In this paper, we select the MHMM model to label behavior semantics. The normalized frequency distribution of behavior semantics is adopted to analyze driving style. Feature variables are divided into different behavioral semantic patterns, and the similarity of different driving styles is also compared through this model. The main findings can be summarized as follows:(1)Compared with the conventional HMM model, the MHMM model can better recognize the driving patterns. MHMM can identify the heterogeneity of data and divide the car-following data into different behavioral semantics. The MHMM model can also provide reasonable behavioral semantic segmentation results.(2)We can adopt the normalized frequency distribution of driving behavior semantics to analyze personalized driving styles, instead of statistical indicators, which allows us to intuitively analyze driving styles. The normalized frequency distribution of driving behavior semantics is consistent with the results of previous studies and requires less computational time.(3)The KS test can quantitatively evaluate the similarity and dissimilarity of driving styles for different drivers. This method can be useful for identifying personalized driving styles.

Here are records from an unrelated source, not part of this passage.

PR #172, opened 2023-05-26
Peroxisome gradient experiments: parallel packings, variable ingredient count

### LINKED ISSUE #137: Add ability to run packings in parallel on multiple CPUs
## Use Case
This would be useful while running multiple packings with the same recipe but different seeds for analysis.

## Solution
Use `concurrent.futures` to run the `doloop` function in parallel

### LINKED ISSUE #173: Pack ingredients with variable counts drawn from a distribution
## Use Case
While running multiple packings, we would like to add an option to vary the count of an ingredient based on a provided distribution.

E.g., for a sphere, the count can be drawn from a uniform distribution with a minimum of 5 and a maximum of 15.

Options can be specified in the composition for an object as follows:
```
"count_options": {
    "distribution": "uniform",
    "min": 5,
    "max": 15
}
```
We would like to have the option to use uniform, normal and specified discrete list to draw counts from.

## Solution
Before packing, run a function `update_count` in `environment` that resets `ingr.count` and `ingr.left_to_place` based on values drawn from the specified options.

### LINKED ISSUE #177: Packing recipes with mesh ingredients in parallel
## Problem
Packing a recipe with a mesh ingredient that has other ingredients in its interior does not work if `parallel: true`. This was partially fixed when `initialize_shape` was moved to later in the workflow but that caused packings from saved grids using `load_from_grid_file` to fail.

## Solution
A weird bug was observed during calculations of ray triangle intersections in `trimesh` where the bounds of the mesh ended up being very large values (~1E+308). After investigating, it was found that the bounds were being extracted from the `triangles_tree` object stored in the `trimesh` scene instance. 
The default behavior of `trimesh` is to cache these values on the mesh object as an `rtree` object. When the constructed grid is saved to a file using `pickle` these objects are expected to be saved in a binary format that can be loaded back from the file. However, due to unknown limitations in `pickle`, the `triangles_tree` object stored in the cache would not load properly and ended up being set to large values. 
One possible way to deal with this issue is to clear the cached value of `triangles_tree` while loading the grids from file. After implementing this workaround, parallel packings with meshes and ingredients in the interior worked as expected. The fix is implemented in #172.

mogres:
Description
=======
This is a collection of enhancements that enable running large scale experiments for peroxisome packings in cells.

Closes #173 
Closes #137 (partially)
Closes #177 

## Type of change

Change summary:
---------------
* refactoring analyses
* run packings in parallel (currently does not work with meshes)
* updates to ImageWriter - convolve with PSFs and create different projections
* pack ingredients with variable count
* power-law and exponential gradient weight modes
* inverting a gradient

Steps to Verify:
----------------
1. `conda activate autopack`
2. `pack -r cellpack/tests/recipes/v2/test_spheres.json -c examples/packing-configs/parallel_packing_config.json`

To test variable counts:
2. `pack -r cellpack/tests/recipes/v2/test_variable_count.json -c examples/packing-configs/parallel_packing_config.json`

Screenshots:
-----------------------
1. Running 100 iterations of the `test_spheres` recipe with `"parallel": true` takes ~1 minute
image

1. Running 100 iterations of the `test_spheres` recipe with `"parallel": false` takes ~10 minutes
image

Keyfiles:
-----------------------
Analysis.py


cellpack/autopack/Analysis.py
```diff
@@ -71,10 +75,13 @@ def __init__(
         else:
             self.packing_results_path = Path()
 
-        if self.env is not None:
+        if output_path is not None:
+            self.output_path = Path(output_path)
+        elif self.env is not None:
```
meganrm, line 80: is there a case were you have `output_path` and `self.env`?

cellpack/autopack/Analysis.py
```diff
@@ -678,10 +685,19 @@ def plot_occurence_distribution(self, ingr):
...
             occ,
-            self.figures_path / f"{ingr.name}_occurrence_{self.env.basename}.png",
+            self.figures_path
+            / f"{ingr.name}_occurrence_{self.env.basename}_lineplot.png",
             title_str=ingr.name,
             x_label="seed",
-            y_label="occurences",
+            y_label="occurrences",
+        )
+        self.histo(
```
meganrm, line 694: is there still a `self.histo`? It should be `self.env`

cellpack/autopack/Analysis.py
```diff
@@ -1328,35 +1356,71 @@ def calc_similarity_df(self, all_objs, ingredient_key, save_path=None):
...
+                        # similarity_score = (ad_stat.significance_level - 0.001) / (
+                        #     0.25 - 0.001
+                        # )
+                        # similarity_score = 1 - ad_stat.statistic
+
+                        # 2 sample ks
+                        ks_stat = stats.ks_2samp(arr1, arr2)
+                        similarity_score = 1 - ks_stat.statistic
+                        # similarity_score = ks_stat.pvalue
+
```
meganrm, line 1410: delete?

cellpack/autopack/Compartment.py
```diff
@@ -3120,6 +3119,76 @@ def getSurfaceInnerPoints(self, boundingBox, spacing, display=True, useFix=False
...
+            [
+                (X * voxel_size[0] - center[0]).flatten(),
+                (Y * voxel_size[1] - center[1]).flatten(),
+                (Z * voxel_size[2] - center[2]).flatten(),
+            ]
+        )
+
+        mesh = mesh_store.get_mesh(self.gname)
+
+        if hollow:
```
meganrm, line 3157: do you have a strong sense of the difference in these options? if so it would be good to include in the comments

cellpack/autopack/Environment.py
```diff
@@ -312,6 +340,35 @@ def setSeed(self, seedNum):
         self.seed_set = True
         self.seed_used = SEED
 
+    @staticmethod
+    def validate_ingredient_info(ingredient_info):
```
meganrm, line 344: this seems like it should be in ingredient?

cellpack/autopack/Environment.py
```diff
@@ -517,7 +576,7 @@ def save_result(
         self.saveGridLogsAsJson(self.result_file + "_grid-data.json")
         self.collectResultPerIngredient()
         self.store()
-        self.store_asTxt()
+        # self.store_asTxt()
```
meganrm, line 579: why commented out?

cellpack/autopack/Environment.py
```diff
@@ -999,8 +1100,9 @@ def restoreGridFromFile(self, gridFileName):
         aSurfaceGrids = []
         f = open(gridFileName, "rb")
         self.readArraysFromFile(f)
-        for compartment in self.compartments:
-            compartment.readGridFromFile(f)
+        for ct, compartment in enumerate(self.compartments):
+            # compartment.readGridFromFile(f)
```
meganrm, line 1104: delete?

cellpack/autopack/Environment.py
```diff
@@ -1334,32 +1412,29 @@ def buildGrid(self, rebuild=True):
             self.grid.filename = self.previous_grid_file
             if self.nFill == 0:  # first fill, after we can just reset
                 self.log.info("restore from file")
-                self.restoreGridFromFile(self.previous_grid_file)
+                # self.restoreGridFromFile(self.previous_grid_file)
+                self.restore_grids_from_pickle(self.previous_grid_file)
```
meganrm, line 1416: delete

cellpack/autopack/Environment.py
mogres: Added an option to save this

cellpack/autopack/Environment.py
mogres: Verified the saving and loading, the updated functions should work now

cellpack/autopack/Analysis.py
mogres: The function name has been updated

cellpack/autopack/Analysis.py
```diff
@@ -1295,6 +1311,18 @@ def run_analysis_workflow(
...
 
+    def normalize_similarity_df(self, similarity_df):
+        """
+        Normalizes the similarity dataframe
+        """
+        dims_to_normalize = self.get_list_of_dims() + ["pairwise_distance"]
+        for dim in dims_to_normalize:
+            values = similarity_df.loc[:, dim].values
+            similarity_df.loc[:, dim] = (values - numpy.min(values)) / (
+                numpy.max(values) - numpy.min(values)
```
rugeli, line 1322: will there be case like: numpy.max(values) - numpy.min(values) == 0? should we check to avoid division by zero errors?

cellpack/autopack/Analysis.py
```diff
@@ -2137,18 +2193,194 @@ def combine_results_from_ingredients(self, input_dict):
...
+        ingredient_angle_dict=None,
+        ingredient_occurence_dict=None,
+        ingredient_key_dict=None,
+        get_distance_distribution=False,
+        image_export_options=None,
+        show_grid=False,
+        plot_figures=False,
+    ):
+        """
+        Packs one seed of a recipe and returns the recipe object
```
rugeli, line 2214: Thank you for writing docstrings and comments!

rugeli (approved):

cellpack/autopack/Analysis.py
mogres: Good point! I can add a check for this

For future work, we consider expanding the sample size to study the impact of different factors (e.g., gender, age, and vehicle type) on driving styles. In addition, we should consider more complicated traffic scenarios to further analyze the driving styles.

#### Data Availability

The data used to support the findings of this study are available from the corresponding author upon request.

#### Conflicts of Interest

The authors declare that there are no conflicts of interest regarding the publication of this paper.

#### Acknowledgments

This research was funded by the National Natural Science Foundation of China (Grant no. 71971160), the Shanghai Science and Technology Committee (Grant no. 19210745700), and the Fundamental Research Funds for the Central Universities (Grant no. 2120210009).